#### [RECORDED DATA]
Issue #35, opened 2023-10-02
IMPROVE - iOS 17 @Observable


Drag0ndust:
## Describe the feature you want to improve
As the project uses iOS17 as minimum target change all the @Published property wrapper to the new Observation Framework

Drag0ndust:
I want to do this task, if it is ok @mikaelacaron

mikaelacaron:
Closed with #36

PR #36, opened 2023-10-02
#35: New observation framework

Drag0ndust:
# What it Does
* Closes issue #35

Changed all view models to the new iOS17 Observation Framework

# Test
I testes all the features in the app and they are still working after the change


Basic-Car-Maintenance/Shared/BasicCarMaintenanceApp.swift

#### [WHAT NEEDS TO BE DONE]
Whenever a line in the entries holds the word "mikaelacaron", copy that line.

#### [WORKED SOLUTION]
I want to do this task, if it is ok @mikaelacaron
mikaelacaron:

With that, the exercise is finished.